Before extracting data from the source systems, it is important to define which data are needed for further analysis. After that, the data are validated to keep mistakes from being transmitted to the final reports. The term ETL (Extract, Transform Load) is often used in this context. A data warehouse is designed differently than a standard database. In a standard database, a large amount of data is needed, whereas in a data warehouse, there is a greater demand for data that can be consolidated and combined over time. In contrast to many other systems, a data warehouse also manages data history, which is essential when looking for trends and developing prognostic data.
«A warehouse is a subject-oriented, integrated, time-variant and non-volatile collection of data in support of management’s decision-making process. »
– Bill Inmon, American computer scientist and father of the data warehouse
Figur 1 Datavarehus – http://anantics.com/dw.html
Collecting data from all sources into the data warehouse makes it possible to have an overview of the entire operation. By using a data warehouse, it is easier to find the information bottlenecks in the organization. These can often occur when not enough people are given access to the data. There are many questions that can be asked in the process of gaining insights. What department delivers the best numbers? Do the salespeople know that there is a new product in the portfolio? What campaign was the most effective? Naturally, these questions are different in an operation that sells knowledge or information rather than tangible goods, but the negative consequences of not having an overview are just as serious. Data warehouses and business intelligence solutions are the simplest way to a complete overview.
Advantages and disadvantages
From an IT and business perspective, there are many advantages of having a data warehouse. Generally, the quality of data will be better, and at the same time, the queries run on the data will be answered much quicker, something that is expected by users in this age of increasingly faster technology. The data warehouse saves the user a lot of time because the user does not have to go through the difficult process of retrieving data from different sources.
Much has been written about the many advantages of using a data warehouse, but there are also some disadvantages.
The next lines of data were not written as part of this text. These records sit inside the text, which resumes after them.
Issue #1174, opened 2023-01-12
DOC Split out API reference docs


alliesaizan:
#### Describe the issue linked to the documentation

Currently, the API docs for each module include all the components of that module on one page, as shown below:

![image](https://user-images.githubusercontent.com/15962391/212165898-c8135afb-a7df-4c56-b0f5-754fb03363fa.png)

#### Suggest a potential alternative/fix

Suggest splitting the docs up so that each component in the module gets its own page, like in the image below:

![image](https://user-images.githubusercontent.com/15962391/212166132-3fd6f7f6-fbb1-4d8b-8ede-f023c43e7181.png)

This issue was brought up during the weekly community call on 1/12/23, and I found a package that can automatically split up Sphinx docs, [sphinx-audomodapi](https://sphinx-automodapi.readthedocs.io/en/latest/). 

Looping in @hildeweerts @MiroDudik @romanlutz to see if this package would work for this use case (also @hildeweerts, let me know if I misinterpreted the issue you mentioned!). I'd be happy to research this more and submit a PR if you think this would be a good solution!

romanlutz:
I check what scikit-learn does for this since they have exactly what we want in a working state. I think I got something promising with just "autosummary". I pushed it to a little branch. Feel free to build on that if you want! https://github.com/fairlearn/fairlearn/tree/romanlutz/separate_page_per_class_and_func
[Sorry for pushing the branch to the main repo, that was a mistake, but I guess it'll work....]

alliesaizan:
Oh np, autosummary was another way I saw to do this! If that's working then I will close this issue :)

romanlutz:
TBH I don't know about pros and cons of each option. `autosummary` just looks pretty straightforward and staying in somewhat close alignment with scikit-learn is typically a good idea as we can keep adopting their innovations 🙂 Let's leave the issue open until a PR is out and merged (?)
I'll leave it up to you whether you want to try this or not. If not, I might be able to try it over the next few weeks, but no guarantee.

hildeweerts:
This is exactly the issue I was referring to @alliesaizan! 

About a million years ago I opened an issue for this #720, I will close that one in favor of this new issue.

alliesaizan:
[...]

PR #1184, opened 2023-01-18
DOC Breaking out information in the API Reference into separate pages.

alliesaizan:
## Description
This PR splits out documentation on the functions and classes within fairlearn's modules into separate stub pages using the Sphinx [autosummary](https://www.sphinx-doc.org/en/master/usage/extensions/autosummary.html) extension, with the goal of improving the readability of the API reference.

Addresses issue #1174.

Tagging @hildeweerts, @romanlutz 

## Tests

- [X] no new tests required
- [ ] new tests added
- [ ] existing tests adjusted

## Documentation

- [X] API docs added or updated

## Screenshots
image


.gitignore
```diff
@@ -118,3 +118,5 @@ docbuild/
 
 # OSX directory info files
 .DS_Store
+docs/api_reference/index.rst
+examples/filename.png
```
romanlutz, line 122: #1179 added `filename.png` to `.gitignore`, so it's probably worth merging with main and removing the duplicate.

nit: These should probably in a different section since they're not related to OSX.

romanlutz (approved):
Amazing! Thanks @alliesaizan for taking this up.

I was initially thinking that everything should be on a single page from where you can navigate to the individual class/function pages, in other words a hierarchy with just 2 levels (overview and class/function pages).

This PR looks like we're getting a 3-level hierarchy. Since the navigation bar on the left has the full hierarchy and we can go to the module-level pages in the main part of the page I am not so sure anymore 😄 Perhaps this is actually better (?) I certainly don't feel very strongly about it either way. Maybe @hildeweerts does?

@fairlearn/fairlearn-maintainers FYI

adrinjalali (approved):
This looks pretty nice to me :)

romanlutz:
@hildeweerts @MiroDudik and I discussed this in the community call today. @alliesaizan it's awesome that you've taken this up! @hildeweerts has been asking for this for years and is delighted 🤣 

We talked about the hierarchy options as mentioned before and would prefer the "shallow" option, that is to have the `api_reference/index.rst` be the "overview" page that lists all modules as sections with all classes and functions therein. In the current version it's more hierarchical. A good example is scikit-learn: https://scikit-learn.org/stable/modules/classes.html
They list everything in one page.

The other thing that's notable about scikit-learn is that they have `classes.rst` under https://github.com/scikit-learn/scikit-learn/tree/main/doc/modules which generates the page linked above, but they don't have the `generated` individual files. Is that something we need to add to the repo or is it auto-generated?

@alliesaizan please let me know if this makes sense to you. If you prefer talking we can always hop on a call anytime. If you have other thoughts or disagree we're obviously interested in hearing about it. I'm just trying to summarize what happened in the call so that you have an idea and can respond. Again, thank you 🙂

docs/api_reference/fairlearn.metrics.rst
```diff
@@ -1,7 +1,31 @@
...
\ No newline at end of file
+.. currentmodule:: fairlearn.metrics
+    
+.. autosummary:: 
+   :nosignatures:
+   :toctree: generated/
+   :template: function.rst
+
+    count
+    demographic_parity_difference
```
romanlutz, line 12: were these the ones you meant @MiroDudik ?

alliesaizan:
> @hildeweerts @MiroDudik and I discussed this in the community call today. @alliesaizan it's awesome that you've taken this up! @hildeweerts has been asking for this for years and is delighted 🤣
> 
> We talked about the hierarchy options as mentioned before and would prefer the "shallow" option, that is to have the `api_reference/index.rst` be the "overview" page that lists all modules as sections with all classes and functions therein. In the current version it's more hierarchical. A good example is scikit-learn: https://scikit-learn.org/stable/modules/classes.html They list everything in one page.
> 
> The other thing that's notable about scikit-learn is that they have `classes.rst` under https://github.com/scikit-learn/scikit-learn/tree/main/doc/modules which generates the page linked above, but they don't have the `generated` individual files. Is that something we need to add to the repo or is it auto-generated?
> 
> @alliesaizan please let me know if this makes sense to you. If you prefer talking we can always hop on a call anytime. If you have other thoughts or disagree we're obviously interested in hearing about it. I'm just trying to summarize what happened in the call so that you have an idea and can respond. Again, thank you 🙂

Yes, I understand! I mocked that format up when I was testing locally, but I will commit the change to the index file asap!

romanlutz:
> Yes, I understand! I mocked that format up when I was testing locally, but I will commit the change to the index file asap! For point #2, the individual files are auto-generated under the folder you specify in the autosummary command. I might need to discuss this via a call if that isn't clear or if we need to change that setting.

Awesome! If they're auto-generated, then let's just add the directory they live in to the `.gitignore` since sphinx will regenerate them whenever needed. I'm assuming by "autosummary command" you mean the settings in `conf.py`. If you manually had to run something to generate them (other than the sphinx doc generation command to build the website) then I'm probably misinterpreting this.

docs/api_reference/index.rst
```diff
@@ -13,3 +13,108 @@ API Docs
    fairlearn.reductions
    fairlearn.adversarial
    fairlearn.experimental
```
romanlutz, line 15: This is exactly what I was thinking of, excellent! I am wondering if we need the module-specific pages, i.e., everything above this line (`fairlearn.*`) as separate pages at all. After all, we have all their contents below.

Wdyt?

alliesaizan:
> > Yes, I understand! I mocked that format up when I was testing locally, but I will commit the change to the index file asap! For point #2, the individual files are auto-generated under the folder you specify in the autosummary command. I might need to discuss this via a call if that isn't clear or if we need to change that setting.
> 
> Awesome! If they're auto-generated, then let's just add the directory they live in to the `.gitignore` since sphinx will regenerate them whenever needed. I'm assuming by "autosummary command" you mean the settings in `conf.py`. If you manually had to run something to generate them (other than the sphinx doc generation command to build the website) then I'm probably misinterpreting this.

Oh no, sorry, should have been more specific. In each module's rst file, you can use _toctree_ to specify a folder where the generated stub pages should be stored. I can add this folder to .gitignore.

docs/api_reference/index.rst
alliesaizan: I don't have a preference, it would be a pretty easy change - but I suppose we don't need them since readers can just use the side menu to navigate to a page for a specific module?

romanlutz: I guess I'm wondering if we should remove the module-specific pages altogether, so that they wouldn't even show up in the side menu. They aren't really useful unless they have additional content. AFAICT that's what scikit-learn does as well. There's only https://scikit-learn.org/stable/modules/classes.html#module-sklearn.covariance but no sub-pages per module. They do link relevant user guide sections in the section description for each module (if any).

hildeweerts: >I guess I'm wondering if we should remove the module-specific pages altogether, so that they wouldn't even show up in the side menu. 

I'm not sure if I fully understand your suggestion @romanlutz. Scikit-learn has module-level navigation on the side menu which directs to the specific location in the (single page) API reference overview. So while they don't have module specific pages, the side menu does have module level navigation. Are you suggesting no module-level navigation at all or just no module-level pages?

.gitignore
alliesaizan: Not sure why the index file also ended up in gitignore, but I have removed them both.

docs/api_reference/index.rst
romanlutz: Correct. I'm just saying let's not have module-specific pages unless we actually put useful content there (which we currently don't have). Otherwise it's just one additional click. So as long as the module-specific links just take you to the section on the same page that's fine, but I had understood the PR differently. I should probably run this locally and see what it looks like, but I don't have time before next week...

romanlutz:
Finally got down to trying it out locally!

image

First of all, this is great! Being able to go from API reference directly to the single-page for any class or function is exactly what we wanted all along and we got it.

Still, I don't understand why there's the list of modules at the top. We have all the modules in order right below. And it's not even like the ones on top link to the ones below. If you click on one it opens a module-specific page that isn't needed because it has no extra information compared to the full Fairlearn API reference overview page.

If instead we removed that part and all the module-specific pages (and added `automodule` similar to [sklearn](https://raw.githubusercontent.com/scikit-learn/scikit-learn/main/doc/modules/classes.rst) we'd get this:
image


Note that the left-side nav is for the individual pages because the module subpages are gone. We still have the right-side nav, though, which navigates within the page to all the modules.

If I'm really nitpicky I'd say perhaps we should order them in some other way, but this makes me quite happy. Wdyt @alliesaizan @hildeweerts  @MiroDudik @adrinjalali  @riedgar-ms ?

alliesaizan:
@romanlutz I agree that removing the module list improves the documentation! I tend to slightly favor the drop-down menus on the left-side over having the list of individual pages, but I think that because the modules are listed on the right-hand side, having the left-hand side as proposed (with the individual pages) is fine. Pushing directly to my branch is fine too!

romanlutz:
Sounds good. I've pushed those changes now and will wait for another maintainer to chime in and/or potentially merge (assuming it's passing the doc build).

adrinjalali (approved):
I don't love that everything is listed on the left side, but this is much better than what we have anyway. Thanks for the work :)

Issue #1185, opened 2023-01-19
BUG fetch_diabetes_hospital does not have as_frame argument


MiroDudik:
#### Describe the bug
The function [`fairlearn.datasets.fetch_diabetes_hospital`](https://fairlearn.org/main/api_reference/fairlearn.datasets.html#fairlearn.datasets.fetch_diabetes_hospital) does not have `as_frame` argument, unlike all other fetch functions in the datasets module.

#### Suggested fix
Add `as_frame` argument to `fetch_diabetes_hospital`. We could possibly also rethink the default behavior of the fetch functions. My sense is that defaulting to `as_frame=False` is actually the opposite of what I'd like whenever I use the fetch functions (which is basically just in educational resources).

shimst3r:
I'd like to tackle this so I can continue working on #1182 🤓

shimst3r:
@MiroDudik given that `as_frame=False` is the default for the other fetch functions, but `fetch_diabetes_hospital` has an implicit `as_frame=True` (because the current logic assumes the return value to be a data frame), I would propose to implement the solution for this issue using `as_frame=True` (to avoid breaking changes for people who haven't set the function argument explicitly).

Regarding the other fetch functions:
- In my opinion, **not** returning a data frame as the default is sensible. It's a more complex data structure than a `numpy.ndarray` and hence *feels* like setting an additional flag is okay.
- Would you say that change needs a dedicated issue with proper change management (potentially even a logger info with a grace period)?

MiroDudik:
I think that we should have a consistent default across all of `fetch_*` functions.

But you are definitely right that we shouldn't change the default behavior on `fetch_diabetes_hospital`, where it's effectively `True`, or on all other functions, where it is `False`, without some transition period. Once we decide what the new default should be, we should make sure that those functions where the default will change issue a warning when called without specifying `as_frame`. For example, the warning would be something like:

>You have not specified the value for `as_frame`, which currently defaults to `True`. Starting with version 0.10.0, the default is changing to `False`. Specify the value of `as_frame` to suppress the warning.

[...]

Issue #1165, opened 2023-01-03
BUG feature names missing in fetch_bank_marketing and fetch_credit_card


MiroDudik:
#### Describe the bug

The function `fairlearn.datasets.fetch_bank_marketing` loads data set with dummy feature names of the form 'V1',...,'V16' although the UCI dataset does list feature names: https://archive.ics.uci.edu/ml/datasets/Bank+Marketing

#### Steps/Code to Reproduce
```python
import fairlearn.datasets as fld
fld.fetch_bank_marketing(as_frame=True).feature_names
```

#### Expected Results
```
['job', 'marital', 'education', ...]
```

#### Actual Results
```python
['V1', 'V2', 'V3', 'V4', 'V5', 'V6', 'V7', 'V8', 'V9', 'V10', 'V11', 'V12', 'V13', 'V14', 'V15', 'V16']
```

MiroDudik:
A similar issue might arise with `fetch_credit_card` once #1008 is merged

romanlutz:
Thanks! I pointed this out in the credit card example PR, too. Is the fix to not pass the as_frame argument, extract the column names from the metadata, and then create the frame ourselves?

hildeweerts:
An easier fix is to just use (or upload) a version of the bank marketing dataset on OpenML where the feature names are filled out correctly, e.g., https://www.openml.org/search?type=data&status=active&id=44234

romanlutz:
Oh great, that is definitely preferable!

MiroDudik:
Heh... the linked version has feature names, but the description field is severely abridged and categorical features are incorrectly typed...

MiroDudik:
@hildeweerts , @romanlutz : Is this a good first issue?

romanlutz:
It's certainly one we want help on if someone is interested. I only vaguely remember uploading a dataset to OpenML once and it was exceedingly painful, but I can't remember if it was because of the dataset (format) I was uploading or because of OpenML's UI. They've done a lot of work to improve their UI in recent years, so perhaps it wouldn't be quite as difficult. I would hesitate to point someone new to this, though. Perhaps a good second or third issue? 😉

hildeweerts:
@romanlutz did you have any luck uploading the dataset to OpenML?

romanlutz:
[...]

PR #1194, opened 2023-01-21
BUG fetch diabetes hospital does not have as frame argument

shimst3r:
## Description

As proposed by @MiroDudik in #1185, I implement the `as_frame` argument for `datasets._fetch_hospital_diabetes()`. I opted for a default value of `True`, to reflect the current API behaviour. I decided against implementing a general change to how the fetch functions deal with `as_frame` to not bloat this PR.

## Tests

- [ ] no new tests required
- [ ] new tests added
- [x] existing tests adjusted

## Documentation


fairlearn/datasets/_fetch_diabetes_hospital.py
```diff
@@ -69,19 +73,22 @@ def fetch_diabetes_hospital(
     dataset : :obj:`~sklearn.utils.Bunch`
         Dictionary-like object, with the following attributes.
 
-        data : ndarray, shape (101766, 25)
-            Each row corresponding to the 25 feature values in order.
+        data : ndarray, shape (101766, 24)
```
romanlutz, line 76: I'm a bit surprised that his changed.

shimst3r: Me as well, I triple checked it. 😅 
```python
>>> data_dict['data'].values.shape
(101766, 24)
```

romanlutz: Ah I think the reason is that we count the target column. So either we need to change that everywhere or leave it as n+1

shimst3r: Well, if the options are "being right" and "being lazy", I will always opt for "being lazy". 😂

shimst3r: Is this something to put up for discussion and create a follow-up issue for it? 🤔

romanlutz: I agree with at least having a discussion. I have stumbled upon this (and over it) a couple of times, too. Let's create an issue so that people can comment.

MiroDudik: The new value (24) is correct. The old value (25) was incorrect. Consistently with all other datasets, we should be reporting the size of data.data, and not data.frame.

MiroDudik:
Before merging, we should settle the question of what default value of `as_frame` we would like to have across all `fetch_*` functions in future. I think it's okay to discuss on #1185? (Or feel free to create its own issue...)

fairlearn/datasets/_fetch_diabetes_hospital.py
shimst3r: I would suggest putting that change into a new PR, do you agree?

romanlutz: It's fine either way. Are you planning to make that change, too? If not, lmk and I'll create the issue.

shimst3r: I'll do it. 👍

shimst3r: @romanlutz @MiroDudik each dataset has a block description in the docstring, e.g.
```python
    ==============   ====================
    Samples total                   45211
    Dimensionality                     17
    Features         numeric, categorical
    Classes                             2
    ==============   ====================
```
for the `bank_marketing` dataset. Would you count the target against the `Dimensionality` listed here, i.e. keeping the `n+1` or list the dimensionality of the feature vector?

romanlutz: As @MiroDudik wrote earlier it's probably best to list the number of features, i.e., excluding the target column.

MiroDudik: @shimst3r -- if you are making the documentation change in this PR, can you update all three data sets that currently list n+1, so they list n? In all three data sets, the incorrect value n+1 appears in three places -- at the top of the doc, and also in the returned value section (where it appears twice).

shimst3r: It's 4 places, right? Because the `feature_names` is also listing n+1 if I'm not mistaken. :)

shimst3r: @MiroDudik anyway, changes are pushed. 😄

fairlearn/datasets/_fetch_diabetes_hospital.py
```diff
@@ -91,11 +98,21 @@ def fetch_diabetes_hospital(
     if not data_home:
         data_home = pathlib.Path().home() / _DOWNLOAD_DIRECTORY_NAME
 
-    return fetch_openml(
+    data_dict = fetch_openml(
         data_id=43874,
         data_home=data_home,
         cache=cache,
         as_frame=True,
```
MiroDudik, line 105: Can you use `as_frame=as_frame` to get the expected behavior without all of the ifs below?

MiroDudik (approved):
This looks good to me. Just double check whether `as_frame=as_frame` in the fetch_openml call could be substituted to simplify things.

fairlearn/datasets/_fetch_diabetes_hospital.py
MiroDudik: (What a can of worms... sorry about this... I'm just realizing through this issue as well as #1165 that we have a non-trivial dependence on OpenML.)

test/unit/datasets/test_datasets.py
```diff
@@ -52,8 +54,19 @@ def test_dataset_as_bunch(self, as_frame, fetch_function):
         ],
     )
     def test_dataset_as_X_y(self, as_frame, fetch_function):
+        if as_frame is False and fetch_function is fetch_diabetes_hospital:
```
romanlutz, line 57: nit: `pytest.skip` could be used here I think because `return` marks it as passed.

romanlutz (approved):

test/unit/datasets/test_datasets.py
shimst3r: Fixed, thanks for the nit 😌

MiroDudik (commented):
Looks good except for a small documentation tidbit (remove the old note, and appropriately format the new note).

fairlearn/datasets/_fetch_diabetes_hospital.py
```diff
@@ -52,6 +52,15 @@ def fetch_diabetes_hospital(
 
     Parameters
     ----------
+    as_frame : bool, default=True
+        If True, the data is a pandas DataFrame including columns with
+        appropriate dtypes (numeric, string or categorical).
+
+        NOTE: If set to False, this will raise an exception because of a
```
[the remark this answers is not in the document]
shimst3r: Oh yes, you're right. Thanks for being this thorough! I should take the time to actually render the docs locally every time I make an update. 🙈

PR #1202, opened 2023-02-05
[ENH] merge metric files into _base_metrics.py, rename _disparities.py to fairness_metrics.py, and move _input_manipulations.py to the utils module

### LINKED ISSUE #455: Improve organization of metrics module
#### Describe the issue
I think the organization of files in the fairlearn.metrics module could be improved, 

~~both in API reference and the repository itself. My main issue regarding the documentation is that the distinction between performance metrics (e.g. recall) and fairness metrics (e.g. demographic parity) is not clear in the [API reference](https://fairlearn.github.io/api_reference/fairlearn.metrics.html). Additionally,~~ 

navigating the repository was not very intuitive for me. For example, some of the performance metrics not directly available in scikit-learn have their own file (e.g. _balanced_root_mean_squared_error.py), whereas others are grouped in (e.g. _extra_metrics.py).

I think merging and/or renaming some of the seperate files could help to improve. E.g. something like this:
* _fairness.py
    * _disparities.py
*  _base_metrics.py ( ~~_performance.py (or perhaps _classification.py and _regression.py to mimic scikit-learn)~~
    * _extra_metrics.py
    * _balanced_root_mean_squared_error.py 
    * _mean_predictions.py
    * _selection_rate.py
* _input_manipulations.py might be better off in a utils folder in the main repository.
* I am not sure what the best place would be for _group_metric_set.py. 

~~PS. I suppose giving each function their own page as in the scikit-learn API reference is already implicit in the documentation proposal, right?~~

EDIT: documentation issues moved to issue #720

romanlutz:
## Description

closes #455 

This PR merges metric files into `_base_metrics.py`, renames `_disparities.py` to `_fairness.py`, and moves `_input_manipulations.py` to the `utils` module. None of the contents of the migrated functions was changed.

## Tests

- [x] no new tests required
- [ ] new tests added
- [x] existing tests adjusted

## Documentation


hildeweerts:
Other-ml tests seem to have failed due to a deprecation error in xgboost: "UserWarning: `use_label_encoder` is deprecated in 1.7.0." According to [the deprecation tracker](https://github.com/dmlc/xgboost/issues/3986) users need to do label encoding manually. We set it to `False` so we just need to remove `use_label_encoder=False` from our code.

hildeweerts (commented):
Thanks, @romanlutz! The renaming makes things so much clearer., IMO. There are a few codecov warnings we should look into, other than that this looks good to me!

riedgar-ms:
When it comes to naming, I thought we preferred `disparity` to `fairness` on the grounds that the former was definitely measurable, whereas the latter was not?

romanlutz:
> When it comes to naming, I thought we preferred `disparity` to `fairness` on the grounds that the former was definitely measurable, whereas the latter was not?

I'm following the instructions from the issue #455 🙂 I don't care either way tbh. It's just a file name 🙂 @hildeweerts  do you have thoughts?

hildeweerts:
Given that we refer to this type of metric as fairness metric a lot throughout the user guide I think using "fairness metric" is perfectly sensible :)

romanlutz:
> There are a few codecov warnings we should look into, other than that this looks good to me!

I didn't change any code, so codecov is probably angry that file coverage went down or something like that. 

Actually, looking at the specific files it points out... I didn't touch those or anything related at all. Must be a codecov bug?

hildeweerts:
> Actually, looking at the specific files it points out... I didn't touch those or anything related at all. Must be a codecov bug?

I think these files probably predate our installment of codecov, so maybe it's not a bug but an actual lack of coverage? In any case I don't think it is something that needs to be fixed in this PR.

hildeweerts (approved):

riedgar-ms:
I've no objection to the consolidation and reorganisation of files, but as I recall, calling them 'disparity metrics' was a pretty deliberate choice. That said, it's not user facing either.

fairlearn/metrics/_base_metrics.py
```diff
@@ -257,3 +260,122 @@ def count(y_true, y_pred) -> int:
...
+    """
+    y_p = _convert_to_ndarray_and_squeeze(y_pred)
+    s_w = np.ones(len(y_p))
+    if sample_weight is not None:
+        s_w = _convert_to_ndarray_and_squeeze(sample_weight)
+
+    return np.dot(y_p, s_w) / s_w.sum()
+
+
+def _mean_overprediction(y_true, y_pred, sample_weight=None) -> float:
```
MiroDudik, line 290: I had meant to delete `_mean_overprediction` and `_mean_underprediction` when I was dealing with dashboard ghosts. (We could do it in this PR or a separate PR.)

MiroDudik:
My sense is that we have since departed from calling them "disparity metrics". I'm more comfortable calling them "fairness metrics"... To be parallel with `_base_metrics.py`, maybe we should call the old `_disparities.py` something like `_fairness_metrics.py`?

fairlearn/metrics/_base_metrics.py
romanlutz: Done! Also found some test data related to group metric set that I deleted now.

riedgar-ms:
OK, I'm fine with the renaming then.

PR #1204, opened 2023-02-06
[MNT] Fix failing xgboost tests in the otherml test pipeline

romanlutz:
## Description

The xgboost tests are currently failing because `use_label_encoder` is deprecated. From v1.7.0 onwards it should be omitted.

While I check the requirements I also found that we had several packages with minimum versions that are apparently not supported by Python 3.8, so I bumped them.

## Tests

- [x] no new tests required
- [ ] new tests added
- [x] existing tests adjusted

## Documentation

### DIFF
--- a/test_othermlpackages/conda-xgboost.yaml
+++ b/test_othermlpackages/conda-xgboost.yaml
@@ -8,7 +8,7 @@ dependencies:
 - pytest
 - pytest-cov
 - xgboost>=1.7.0
-- pandas<1.4 # Capped for xgboost only
+- pandas
 
 # Note xgboost not available for Windows on conda-forge
 # See
--- a/test_othermlpackages/conda-xgboost.yaml
+++ b/test_othermlpackages/conda-xgboost.yaml
@@ -7,7 +7,7 @@ dependencies:
 - pip>=19.1.1
 - pytest
 - pytest-cov
-- xgboost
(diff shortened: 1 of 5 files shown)


test_othermlpackages/conda-xgboost.yaml
```diff
@@ -7,7 +7,7 @@ dependencies:
 - pip>=19.1.1
 - pytest
 - pytest-cov
-- xgboost
+- xgboost>=1.7.0
 - pandas<1.4 # Capped for xgboost only
```
hildeweerts, line 11: Do you know if the pandas cap is still required if we set xgboost >=1.7.0?

hildeweerts (approved):

test_othermlpackages/conda-xgboost.yaml
romanlutz: Let's remove it and see what happens...

romanlutz, line 11:
```suggestion
- pandas
```

romanlutz: Still works, keeping the change 🙂

hildeweerts: Awesome. Feel free to merge then if you agree with your own PR ;)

A data warehouse cannot handle unstructured and complex amounts of data. Other disadvantages include the level of maintenance required and unclear ownership of the data. Therefore, it is important to consider data security. A data warehouse project lasts over long periods which can be demanding for smaller companies. Nevertheless, a data warehouse is an important tool within business intelligence.
Data warehouses in the cloud
Gradually, there have been more and more companies who have chosen to move their data warehouses to the cloud. By doing this, one does not have to think about management, it is easier to scale, and in many cases, analytical queries are handled faster. There are several options for cloud solutions for data warehouses, including Microsoft Azure.
A data warehouse is an important part of a company’s business intelligence solutions. Experienced consultants who are dedicated to finding good solutions are a fundamental part of a successful data warehouse project. Furthermore, it is important to be aware of which data to analyze. The advantages are many: business intelligence solutions have easier access to data from different sources, it is faster to retrieve data and the quality of the data is improved. Last but not least, performing analysis over different time intervals becomes effortless.